:: TO DO ::
Which of the lines below contain the string "pages"? Pull each one out of the data.

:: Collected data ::

========================================================================

PR #108, opened 2017-06-27
Update diskcomp.md

abcdlzy:
fix display issue


lizap:
Thanks for the fixes! You'll see them live on the site on 6/27/17.

PR #120, opened 2017-07-11
Storage Spaces UI shows NVDIMM-N bus type as unknown

kaushika-msft:
1. The "unknown" classification in UI causes confusion that NVDIMM-N storage may be a problem and hence using the content guidance, customers will be able to validate the bus type before calling Microsoft or OEMs.
2. This was reported by DellEMC during their testing of NVDIMM hardware with Windows Server 2016 storage spaces.


lizap:
Hi, Kaushik - I think you're missing a word here: It doesn't have any fuctionality loss or inability **to  in** creation of Pool, Storage VD.

Can you fix that? Then I'll merge and get this update published today.

PR #129, opened 2017-07-21
Update Deploy-Nano-Server.md

chnylen:
In the "Installing a Nano Server WIM" section, the page displays:

Apply the Nano Server image (adjust the path of the .wim file):  
  Dism.exe /apply-imagmediafile:.\NanoServer.wim /index:1 /applydir:n:\
   
which is wrong, and does not work. The correct dism command is:

Dism.exe /apply-image /imagefile:.\NanoServer.wim /index:1 /applydir:n:\


jaimeo:
Good catch of an unfortunate typo.  Please merge.

PR #130, opened 2017-07-22
Update Deploy-Nano-Server.md

chnylen:
The R in reboot for the wpeutil command must be capitalized in order for it to work.


lizap:
@chnylen - Hi, Chris - do you think we need to add a note that states that capitalization there matters?

Thanks, Liza

chnylen:
It would definitely be helpful, I don't see the harm in adding it.

PR #141, opened 2017-07-29
Updated SDN cert info

jamesmci:
Added info about adding another EDU OID to the SDN cert


jamesmci:
Ready to merge, thanks!

PR #149, opened 2017-08-10
Fix for contributors guide link and link to Hyper-V Integration services docs

rh072005:
Both links were returning 404s


lizap:
Thanks for these fixes! You'll see them live later on 8/10 or 8/11.

PR #200, opened 2017-09-24
Fix links and useless redirections.

KexyBiscuit:


lizap:
Thanks for catching all those links! We're taking a look now, particularly for any of the links where we need to include ( ) (they don't necessarily make it through the publishing build) and will merge your changes ASAP.

jaimeo:
Fixing the "outside" links to relative is great (thanks!), but "en-us" (or any other locale) should never be added (or even used in) the links that still have to go outside. This is so that users in other locales will be served localized versions automatically. Adding "en-us" forces on them the English version no matter what their settings are. There are exceptions (certain marketing links break this rule, though they shouldn't), but none of these are, as far as I can see.

KexyBiscuit:
@jaimeo Definitely you're right, I hate adding locale code into URL, but some Microsoft websites do. To keep it consistent with other pages in the library, I choose to add locale codes. This was a problem I had wanted to report, but after Microsoft released this new documentation site it's no longer a problem.

jaimeo:
There are other issues with various proposed link changes here. Besides 'en-us' (which we do not use unless the target link doesn't work without it--sometimes the case with marketing sites), it's not a good idea to replace FWlinks w/o careful research. FWlinks are used when the target is at risk of changing as further things are published; they are typically used in many source locations. In this way we can update the FWlink on the back end and have all of them work wherever they occur. "Fixing" one in this topic by changing it to a direct links breaks our ability to update the FWlink once in several places and results in the local link now being wrong.

I will have to research and test each of the link changes you propose, but I won't be able to get to that until certain nearby deadlines pass.

KexyBiscuit:
@jaimeo I'd like to know which kinds of link changes are safe, and which are not.

jaimeo:
I'm not sure I can enumerate for you all possible cases, as that requires inside knowledge about how we structure and manage content. Managing links is a hairy job, so we are very grateful when people can point out apparent link problems (like 404s), but it might be safest to just report those as Issues rather than trying to fix them directly. When you do report a link Issue, please always include which topic the problematic link appears in as well as the link itself and where you think it ought to be going vs. where it is going.

PR #207, opened 2017-10-02
Updating so Existing AD works with AAD DS

ChristianMontoya:
Adding guidance in the AAD DS + Existing doc so that the deployment will succeed. Currently, it defaults to a specific local IP address that may not be true in many or most deployments.

Still need to add files, but email me for those.


lizap:
Merging. Will add images in a new branch and then merge to private for publish.

PR #214, opened 2017-10-04
Clarifying the checkpoint support

kaushika-msft:
> [!NOTE]
> Only **Production Checkpoints** are supported on guests that run Active Directory Domain Services role (Domain Controller) or Active Directory Lightweight Directory Services role.


lizap:
Thanks, Kaushik - merging now. Due to a publishing freeze, you'll see this fix live at launch. Let me know if you need a staging link to verify the fix. - Liza

PR #215, opened 2017-10-04
Added DC feature to Availability and backup section

kaushika-msft:
Domain controller are supported on all the Windows Server guests but with production checkpoints only.


lizap:
Thanks, Kaushik - merging now. Due to a publishing freeze, you'll see this fix live at launch. Let me know if you need a staging link to verify the fix. - Liza

PR #218, opened 2017-10-05
add .NET/C# sample code and complete list of faults

cosmosdarwin:
They are retiring MSDN dev centers, so I need to merge this content in here. I reorganized the page so it fits in, and was pretty careful with the formatting. Also fixed some casing while I was at it. We can polish later, for now this just needs an appropriate-ish home.


lizap:
Thanks, Cosmos - I'll merge but see my comment on the other PR - it's going to be a bit before the changes hit live. - Liza

PR #1748, opened 2018-10-20
Update ver.md

doctordns:
Updated to note that ver does not work in powershell and provided an example that shows how to get the ver info from PowerShell.


coreyp-at-msft:
Thanks, Thomas!

PR #1749, opened 2018-10-20
Update type.md

doctordns:
Updated to note that type only exists inside cmd.exe/

Also pointed out that type is an alias to get-content (and provided a helpful link.

Just trying to make these pages a bit more modern! ;-)


coreyp-at-msft:
Thanks, Thomas! I tweaked a couple things.

PR #1763, opened 2018-10-23
Update windows-server-release-info.md

k-takai:
Add about Windows Server 2019 and Windows Server, version 1809.


lizap:
Thanks for your work here. We've just updated the [Server release information page](https://docs.microsoft.com/en-us/windows-server/get-started/windows-server-release-info) to reflect the availability of Windows Server 2019 and Windows Server, version 1809. Because we had to change dates, we're not able to use your fix, so I'm going to close this. Thanks.

PR #1783, opened 2018-10-25
Update TargetFirmware BinaryPath in XML example

howardsun1:
TargetFirmware BinaryPath in supported components XML doesn't actually support network paths; the example looks like a network path and might hint to users otherwise.


coreyp-at-msft:
Thanks, @howardsun1 !

PR #1806, opened 2018-10-26
Update README.md

shefaligrg:


coreyp-at-msft:
Hi @shefaligrg, "technical accuracy" is used here in a general sense, and so doesn't require a definitive article to place it in a particular context. We'll go ahead and leave it as is.

PR #1813, opened 2018-10-28
fix: Remove space in markdown links

nschonni:
The space renders these as text instead of links


coreyp-at-msft:
Thanks, @nschonni !

PR #1814, opened 2018-10-28
chore: Remove en-us from azure.microsoft.com links

nschonni:
This matches link locale guidelines


coreyp-at-msft:
Thanks, @nschonni !

PR #1877, opened 2018-11-06
Clean up Configure-Server-Certificate-Autoenrollment.md

JackDDavis:
'Public Key Policies' incorrectly referenced twice. In both line 53 & 54. Only required once.


lizap:
Thanks for catching this!

PR #1898, opened 2018-11-12
Removing known issue

andreiztm:
Removing known issue as the devs reacted very fast to my last follow-up and pushed a fix into prod.


lizap:
Thanks for fixing this!

PR #1916, opened 2018-11-14
Update ad-fs-single-sign-on-settings.md

jozf95:


lizap:
Thanks for fixing this!

PR #1976, opened 2018-11-25
/Z restartable mode

WurstCommander:
more information about the mode, it only works with network devices, not local hard drives. I spent hours trying to get this mode to work
 :-)


lizap:
Thanks for your updates - we'll get this published today (11.27).

PR #2004, opened 2018-11-29
Adding Server 2019 to applies to

kaushika-msft:


lizap:
Thanks, Kaushik - merging now. You should see this change live on 12/10 AM.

========================================================================

:: RESPONSE FOR THIS EXERCISE ::
@jaimeo Definitely you're right, I hate adding locale code into URL, but some Microsoft websites do. To keep it consistent with other pages in the library, I choose to add locale codes. This was a problem I had wanted to report, but after Microsoft released this new documentation site it's no longer a problem.
Just trying to make these pages a bit more modern! ;-)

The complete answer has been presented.